PR #693, opened 2023-08-23
Make etcd stack name configurable via config item

mikkeloscar:
This makes the etcd stack name configurable via the `etcd_stack_name` configItem. The purpose of this is to allow setting up a custom etcd cluster for testing.


mikkeloscar:
:+1:

gargravarr:
:+1:

PR #899, opened 2025-08-01
Add tools required for bachelor project

SaimMomin12:


diverse.yaml
```diff
@@ -47,3 +47,7 @@ tools:
   - name: fbqs_integrator
     owner: maciek
     tool_panel_section_label: Assembly
+
+  - name: nanofilt 
+    owner: leomrtns
+    tool_panel_section_label: Nanopore
```
bgruening, line 53: this will not be autoupdated, so I think you need to add the yml.lock entry as well.

SaimMomin12: Added in [e119984](https://github.com/usegalaxy-eu/usegalaxy-eu-tools/pull/899/commits/e119984bc994b6a01997f85f0f99ab6b66817652)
-*-*-
__EXERCISE DESCRIPTION__
Lines with "etcd": return each one from the data above.

__COMPLETED EXERCISE__
Make etcd stack name configurable via config item
This makes the etcd stack name configurable via the `etcd_stack_name` configItem. The purpose of this is to allow setting up a custom etcd cluster for testing.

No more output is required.